**Task requirements**
Using the material below, print the line that contains "name and pinned", the line that contains "files, 197 passed", and every line in between, exactly and nothing else.

-------------------------

PR #2297, opened 2026-09-05
chore(layering): derive the contracts export inventory from package.json

thymikee:
## Summary

`scripts/layering/package-boundaries.test.ts` pinned every `packages/contracts` export
subpath by hand (~115 entries, `deepEqual`), so every `packages/contracts/package.json`
change also required a matching test edit. The pin was replaced with a structural check:
every `exports` target must resolve to an existing, tracked source file. Review (#2297)
found that check alone did not catch the export SURFACE widening or shrinking, since both
sides were read from the same manifest object. A follow-up commit adds
`contracts-exports.snapshot.json`, an independently committed baseline regenerated by
`generate-contracts-exports-snapshot.ts`, and diffs the live export list against it. A
subpath added or removed now fails until the contributor reruns the generator and reviews
the snapshot diff — restoring the widen/shrink guarantee the old inline pin gave, while
still removing the ~120-line hand-typed array.

## Validation

Tested at 53c925fa49.

- `node --test --experimental-strip-types scripts/layering/package-boundaries.test.ts` (14/14 pass)
- `pnpm check:layering` (198/198 pass)
- `pnpm check:quick` (oxlint + typecheck, clean)
- `pnpm format` (no changes needed)
- Planted red (gates commit): widened `packages/contracts/package.json#exports` with a
  throwaway subpath, then separately deleted `./wait` — both failed the new deepEqual with
  the regenerate-and-review message; reverted before pushing.
- Planted red (original commit): a bogus subpath resolving to a missing file, and a
  subpath resolving to a must-not-resolve file — both failed as expected; reverted.

Full affected gate: green at 53c925fa4912879665b82e9dd18fe6263c312c3e (`pnpm check:affected --run`; 32 local gates passed: format, lint, typecheck, layering, di-seams, fallow, mcp-metadata, build, package, integration-node, macos-coverage, vitest-related, integration-progress, replay-compat, daemon-wire-compat, affected-selector, gate-manifest, depgraph, tmpdir-leaks, coverage-model, wire-compat-model, production-exports, bundle-owner-files, fixture-cache, fixture-fallback, command-docs, agent-guidance, xctest-selection, maestro-conformance, mutation-model)


thymikee:
Sentinel review at `53c925fa4912879665b82e9dd18fe6263c312c3e`.

No actionable findings. The committed snapshot retains explicit export-surface review while manifest/tracked-target checks avoid the old hand-maintained inline inventory. Add/remove/missing-target planted-red evidence is recorded; CI is green. Pure tooling; no device proof needed.

PR #2298, opened 2026-09-05
test(daemon): one typed conformance helper for the daemon runtime suites

thymikee:
## Summary

Nine `src/daemon/__tests__/*-runtime.test.ts` suites (back, home, app-switcher, focus,
viewport, orientation, tv-remote, type, diff) repeated the same "rejects an unavailable
exact-owner fact before binding" mechanics by copy. `runtime-binding-conformance.ts` is the
one typed helper carrying those mechanics (mock facts, inspect-then-refuse assertions); each
suite keeps its own expected table (device, unavailable fact, owner-specific refusal wording).
`runtime-binding-conformance-completeness.test.ts` cross-checks the shared table against the
command registry's runtime-use declarations in both directions, and a new `app-switcher-runtime.test.ts`
fills a gap the completeness check surfaced. Rebasing onto current `main` also surfaced `swipe`
as a new single-use `interaction`-route command; it now has its own conformance entry (via the
shared `gesture-runtime.ts` resolver) so the completeness check stays green.

## Validation

Focused checks (all green on the final commit):
- `npx vitest run --project unit-core src/daemon/__tests__` — 183 files, 1331 tests
- `pnpm check:quick` (oxlint + tsc across all packages) — clean
- `node scripts/layering/check.ts`, `node scripts/gate/check.ts`, `pnpm check:fallow` — clean

Planted-red evidence:
- Removed the `back` entry from `conformedRuntimeBindings` → `npx vitest run
  src/daemon/__tests__/runtime-binding-conformance-completeness.test.ts` failed: "every
  single-use generic or interaction route descriptor has a conformance entry: expected
  `['back']` to deeply equal `[]`". Restored, re-ran green.
- Removed the `hint` field from `snapshot-diff-runtime.test.ts`'s own expected refusal → `npx
  vitest run src/daemon/__tests__/snapshot-diff-runtime.test.ts -t "rejects an unavailable
  exact-owner fact before binding"` failed on that suite alone (`+ hint: 'Re-run without
  --actions...'`); the completeness suite stayed green throughout. Restored, re-ran green.

Full affected gate: green at 4cca76f208f6a240d420aff5cef877b24e11ec5a (pnpm check:affected --run; gates run: format, lint, typecheck, fallow, vitest-related).

### DIFF
--- a/src/daemon/__tests__/app-switcher-runtime.test.ts
+++ b/src/daemon/__tests__/app-switcher-runtime.test.ts
@@ -1,0 +1,25 @@
+import { test } from 'vitest';
+import { expectRefusesUnavailableExactOwnerFact } from './runtime-binding-conformance.ts';
+
+const appleDevice = {
+  id: 'app-switcher-runtime-ios-simulator',
+  name: 'iPhone',
+  platform: 'apple',
+  appleOs: 'ios',
+  kind: 'simulator',
+  target: 'mobile',
+  booted: true,
+} as const;
+const unavailable = Object.freeze({
+  available: false,
+  reason: 'unsupported-device-kind' as const,
+  hint: 'app-switcher is supported on Apple simulators and physical devices.',
+});
+
+test('rejects an unavailable exact-owner fact before binding', async () => {
+  await expectRefusesUnavailableExactOwnerFact({
+    command: 'app-switcher',
+    device: appleDevice,
+    unavailable,
+  });
+});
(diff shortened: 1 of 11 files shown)


thymikee:
Sentinel review at `4cca76f208f6a240d420aff5cef877b24e11ec5a`.

No actionable findings. Shared refusal mechanics preserve per-family expected errors and no-bind assertions; registry-backed completeness exercises real resolvers. Dedicated success/routing tests remain. Planted-red evidence and CI are green; tests-only.

PR #2300, opened 2026-09-05
refactor(cli): derive the common flag readers from the common-field table

thymikee:
## Summary

`commonInputFromFlags` and `selectionOptionsFromFlags` in
`src/commands/cli-grammar/common.ts` each hand-restated the common CLI
input keys as object literals, with no structural link to the
common-field table in `commands/common-input-fields.ts` that already
owns each key's schema, reader, client-options name, and audience.
Before, a new common key that omitted `flagIn` joined neither reader
with no compile error, and `selectionOptionsFromFlags`'s return cast
to `SelectionOptions` could silently drift from what the table
projects. After, `flagIn` is a required column on every row (a row
states `flagIn: []` or its projection list — there is no longer an
absent state), `flagKey` stays required wherever `flagIn` is
non-empty and typed against `CliFlags`, and `SelectionOptions`
(types.ts) is itself a mapped type derived from the table's
`selection`-joining rows, so the cast can no longer drift from the
table by construction.

## Validation

Tested commit: 1fcf8d9268bb1b46589f77ad1a046c6459b09265 — pnpm check:affected --run green locally (format, lint, typecheck, layering, fallow, build, vitest-related)

- `pnpm typecheck` and `pnpm lint` clean after every edit.
- Reintroducing the closed gap — `flagIn: ['input']` on `daemonBaseUrl`
  with no `flagKey` — now fails `tsc` at the table definition itself,
  not at a test; confirmed, then reverted.
- `pnpm vitest run --project unit-core src/commands/cli-grammar
  src/commands/__tests__/input-audience.test.ts
  src/commands/capture/index.test.ts
  src/commands/interaction/selectors.test.ts` — 29 tests green.
- `pnpm check:layering` — clean; the new `types.ts` →
  `common-input-fields.ts` edge stays intra-`commands`-zone.

## Review notes

- Dropped the stale `--no-record`
  (`COMMON_COMMAND_SUPPORTED_FLAG_KEYS`) parenthetical from the
  `commonInputFromFlags` doc comment — it attached the flag-groups
  parser list to a common-input-fields row; those are separate axes
  per `flag-groups.ts`.

### DIFF
--- a/src/commands/cli-grammar/common.test.ts
+++ b/src/commands/cli-grammar/common.test.ts
@@ -23,9 +23,25 @@ const ALL_COMMON_FLAGS: Partial<CliFlags> = {
   androidDeviceAllowlist: 'emulator-5554,emulator-5556',
 };
 
+// Common-input-fields.ts rows that read a real `CliFlags` key but deliberately join neither
+// `flagIn` projection today (operator/env-sourced). Setting these too, on top of
+// `ALL_COMMON_FLAGS`, means a row that wrongly gained `flagIn: ['input']` would surface a
+// concrete value here rather than being silently dropped by `commonInputFromFlags`'s
+// `compactRecord` — over-inclusion `ALL_COMMON_FLAGS` alone cannot catch, since an unset flag
+// reads as `undefined` and gets compacted away either way.
+const NON_PROJECTED_COMMON_FLAGS: Partial<CliFlags> = {
+  daemonBaseUrl: 'https://daemon.example',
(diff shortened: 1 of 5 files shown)


thymikee:
Closing: opened in error by a re-run of the automation after #2292 (the same branch) had already merged. The extra commits here (d0fdfb0b, 1fcf8d92) are an unrequested second pass over the merged change; if any of it is wanted it should come as a fresh, reviewed PR against main.

PR #2301, opened 2026-09-05
test(contracts): one typed conformance helper for the runtime-family suites

thymikee:
## Summary

Ten `packages/contracts/src/*-runtime.test.ts` files (alert, app-event,
app-switcher, back, clipboard, home, keyboard, orientation, settings,
tv-remote) repeated the same three binding-rule tests by copy for every
interactor-catalog operation. Those three rules now live once, in
`interactor-operation-conformance.test.ts`, driven by the catalog itself: each
rule walks the exported `INTERACTOR_OPERATIONS` and binds through the catalog
row's own `bind` and `label`, exactly as production does. The per-operation
expectations (interactor method, minimal input) sit in one table typed over
every catalog operation, so a missing, duplicated or unregistered row fails
typecheck and a table-vs-catalog test, and every row is executed by
construction — completeness is structural, not observed from source text.
Each facet's `*-runtime.test.ts` keeps only its dedicated tests.
`app-inventory-runtime.ts`/`app-state-runtime.ts`/
`platform-runtime-operations.ts` (#2295) and
`platform-runtime-unavailable.test.ts` (#2291) are untouched.

## Validation

Head `453d28e0e5`.

- Focused: `npx vitest run packages/contracts/src` — 60 files / 304 tests
  passed. `oxlint`, `oxfmt --check`, `tsc -b packages/contracts`, `check:layering`
  and `check:fallow --base origin/main` clean.
- Planted red (row commented out, spelling kept in the comment): commented
  the `keyboardEnter` row of the expectation table → `tsc -b packages/contracts`
  fails (`Property 'keyboardEnter' is missing`) and all four conformance tests
  fail. Reverted.
- Planted red (registry member removed): dropped `back` from
  `INTERACTOR_OPERATIONS` → typecheck fails on the now-excess `back` row and the
  table-vs-catalog test fails. Reverted.
- Earlier heads (`a87c6984d6` and before) carried the source-scanning gate
  that the review found; CI on those was green except a pre-existing iOS smoke
  flake on `d0b11ba2` that cleared on rerun.


thymikee:
Sentinel review at `a87c6984d60ef4e75ae1f46e15437ba8cee28398`.

P2: completeness reads raw test source and regex-matches operation literals (`packages/contracts/src/interactor-operation-conformance.test.ts`, lines 14–23), so commenting out the entire keyboardEnter row still counts it as conformed while no tests execute that row. Use typed row data shared by actual test registration and completeness rather than reconstructing coverage from source text. Add a planted-red case removing an executable row while its spelling remains in a comment; completeness must fail. Consolidation otherwise looks sound, but hold readiness until the gate proves executable coverage.

thymikee:
Addressed in 453d28e0e5. The source-scanning completeness gate is gone. The three binding rules now live in one test that walks `INTERACTOR_OPERATIONS` and binds through each catalog row's own `bind`/`label` (the production path), with per-operation expectations in a table typed over every catalog operation. So the row data executed by the tests *is* the completeness data: a row that is commented out (spelling kept in the comment) fails `tsc -b packages/contracts` (`Property 'keyboardEnter' is missing`) and all four conformance tests; a catalog member dropped fails typecheck on the excess row and the table-vs-catalog test. Both planted and reverted. The per-facet fixture and `conformInteractorOperations` blocks are removed; each facet test keeps only its dedicated tests.

thymikee:
Sentinel review at 453d28e0e5c7f54e1f13cbbf5361c03e55fee7a7: Independent delta review is source-clean. Source-text completeness scanning is gone: a catalog-keyed typed expectation table is executed through each production bind/label, so a commented-out row cannot count as conformance. Missing/excess rows have planted-red proof. Remaining blocker is exact-head CI: Size encountered the cross-version base-report js.rawBytes failure and rerun checks are pending. No additional device acceptance required for this test-only refactor.

PR #2302, opened 2026-09-05
refactor(daemon): inline the touch sub-switch into the interaction dispatcher

thymikee:
## Summary

`interaction-touch.ts` was a 31-line pass-through: a second command-name switch that only
re-dispatched `press`/`click`/`longpress`/`hover`/`fill` to the same handlers
`handleInteractionCommands` already pulled in. Inlined those five cases into the existing
switch in `src/daemon/interaction/internal/interaction.ts` and deleted `interaction-touch.ts`.
No client-, operator-, or command-author-visible behavior change — this only removes one
indirection hop on the press/click/longpress/hover/fill dispatch path (−1 hop).

Review follow-ups landed in the same branch:

- The ADR-0011 responseData guard scanned files by an `interaction-touch*.ts` name prefix,
  which stopped covering the switch once it moved into `interaction.ts`. The dispatcher is now
  held to a structural rule instead: the guard parses `interaction.ts` with oxc-parser and
  requires every `press`/`click`/`longpress`/`hover`/`fill` case to be exactly one
  `return await <handler>(...)` whose callee is imported from an `interaction-touch*.ts` module.
  Nothing can be constructed in the switch at all, so a nested switch, a local `responseData`,
  an inline literal or a foreign callee all fail. The guard's own tests plant each of those
  shapes in an inline dispatcher source and assert the exact violation.
- `docs/adr/0019-end-state-hop-trace.md` traced both files this PR merges by name and pinned
  itself as unaffected by this PR. Merged the corresponding table rows, renumbered the
  remaining hops, and updated every downstream count/range reference in that doc and in
  `docs/adr/0019-request-bound-platform-runtime.md`.

## Validation

Tested at `de5036093f` (structural guard), `0b982bfcc0` (oxfmt only) and `31af37752b` (folds the delegation check under fallow's complexity threshold, then merges main for the #2310 size-report schema) on top of `292c0edb220e50f5f34f9436c777fafad631eba0`.

- `npx vitest run src/daemon/interaction/internal/__tests__/` — 30 files, 197 passed
- `npx tsc -p tsconfig.json --noEmit` — clean
- `npx oxlint` on the changed test file — clean
- Planted red (`de5036093f`): gave `press` a nested `switch` followed by a hand-rolled
  `responseData` in the real `interaction.ts`; the guard failed with
  `case 'press': the case body is not exactly one `return await <handler>(...)``, then passed clean after
  reverting. The same shape, an inline response literal, a non-touch callee and a removed
  command are pinned as permanent inline planted-red cases in the guard test (7 tests green).
- Full affected gate: green at 292c0edb220e50f5f34f9436c777fafad631eba0 (check:affected; format, lint, typecheck, layering, fallow, build, vitest-related)


thymikee:
Sentinel review at 292c0edb220e50f5f34f9436c777fafad631eba0.

P2: the new case-body regex stops at the first nested case/default, so a hand-rolled responseData after a nested switch in press is invisible to the construction guard; the previous whole-file scan caught it. The delegation move itself is behavior-preserving, but the filename exception plus copied command list weakens the invariant. Keep construction enforcement at the owning typed/delegation boundary or reuse structural parsing instead of formatting-sensitive case extraction. Plant a nested switch followed by hand-rolled responseData and prove the gate rejects it before restoring. Hold readiness until this is resolved.

thymikee:
Addressed in de5036093f. The case-body regex is gone; the guard now parses `interaction.ts` with oxc-parser and requires each touch case to be exactly one `return await <handler>(...)` whose callee is imported from an `interaction-touch*.ts` module, so construction enforcement stays at the delegation boundary and nothing formatting-sensitive remains. Planted the nested-switch-then-hand-rolled-responseData shape in the real `press` case: the guard rejected it (`case 'press': the case body is not exactly one return statement`); reverted. That shape plus an inline literal, a foreign callee and a missing command are pinned as inline planted-red cases in the test itself.

thymikee:
Sentinel review at 0b982bfcc0d253f6f490467a37dcdeefc37be040: The nested-switch enforcement hole is fixed by the AST delegation check, independently reviewed. One actionable gate failure remains: delegationOf at interaction-response-construction-guard.test.ts:105 is 11 cyclomatic / 9 cognitive and fails Fallow in Compatibility & Provenance (job101366047914). Simplify/split the owning AST shape checks without raising the baseline, retain the planted negatives, and rerun the gate. Size also fails from incompatible base-report js.rawBytes; device CI must clear separately. No readiness label.

PR #2429, opened 2026-09-09
fix(host-kit): resolve the code-signature root so a symlinked checkout stamps its own files

thymikee:
## Summary

`walkDaemonCodeGraph` resolved a workspace manifest through `realpathSync.native` but took the root and the entry as given. Under a symlinked prefix the two then sat on either side of the link, and two things went wrong at once:

- Every workspace package was labelled by the route out of the repository and back in (`../../../private/tmp/.../packages/kit/src/owned.ts`) instead of `packages/kit/src/owned.ts`.
- `isInstalledDependencyPath` tests `node_modules` containment, so it read **every installed dependency as a workspace package** and walked its whole closure.

macOS hits this on every run: `os.tmpdir()` is `/tmp`, a link to `/private/tmp`. A real checkout hits it under any symlinked parent directory.

The fix routes the root, the entry, and the manifest through one `resolveDaemonCodePath`, and hands the cache the same resolved pair so a stored document's entry label still matches the walk that wrote it. The cache's private copy of that resolver is deleted.

The fixtures now build a resolved root, which is the shape a production caller passes — `findProjectRoot` derives it from an already-resolved `import.meta.url`. Naming a root through a link is covered on purpose instead, by two new tests that fail without this change on any platform.

5 files, all in `packages/host-kit/src`.

## Validation

Tested at `e0cab5dd26`, on macOS 25.6.0 (darwin).

- `npx vitest run packages/host-kit/src/code-signature.test.ts packages/host-kit/src/code-signature-cache.test.ts` — 29 passed. The three cases named in the report (`a workspace subpath is walked...`, `retargeting the exports map...`, `an installed dependency is not followed into`) failed on macOS before this change and pass now.
- `pnpm check:affected --run` — all runnable checks passed (124 test files, 826 tests, plus typecheck, layering, fallow, build).
- Reverting only the two `resolveDaemonCodePath` calls in the walker fails exactly the two new symlink tests, so neither is vacuous.

Not device-facing: the code signature is computed from the filesystem, and no device lane exercises a path this change alters.

### DIFF
--- a/packages/host-kit/src/code-signature-cache.test.ts
+++ b/packages/host-kit/src/code-signature-cache.test.ts
@@ -5,8 +5,7 @@ import path from 'node:path';
 import { afterEach, test, vi } from 'vitest';
 import { computeDaemonCodeSignature } from './code-signature.ts';
 import { resolveCachedDaemonCodeSignature } from './code-signature-cache.ts';
-import { writeWorkspaceFixture } from './code-signature.fixtures.ts';
-import { mkdtempForTestSync } from './internal/tmp-dir.fixtures.ts';
+import { createCheckoutRootForTest, writeWorkspaceFixture } from './code-signature.fixtures.ts';
 
 afterEach(() => {
   vi.restoreAllMocks();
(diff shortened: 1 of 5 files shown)


thymikee:
The symlink fix at e0cab5d consistently resolves the root, entry and manifest, and the new regressions cover both workspace labels and installed-dependency exclusion. No findings; all checks are green.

-------------------------

**Your response**
- `docs/adr/0019-end-state-hop-trace.md` traced both files this PR merges by name and pinned
  itself as unaffected by this PR. Merged the corresponding table rows, renumbered the
  remaining hops, and updated every downstream count/range reference in that doc and in
  `docs/adr/0019-request-bound-platform-runtime.md`.

## Validation

Tested at `de5036093f` (structural guard), `0b982bfcc0` (oxfmt only) and `31af37752b` (folds the delegation check under fallow's complexity threshold, then merges main for the #2310 size-report schema) on top of `292c0edb220e50f5f34f9436c777fafad631eba0`.

- `npx vitest run src/daemon/interaction/internal/__tests__/` — 30 files, 197 passed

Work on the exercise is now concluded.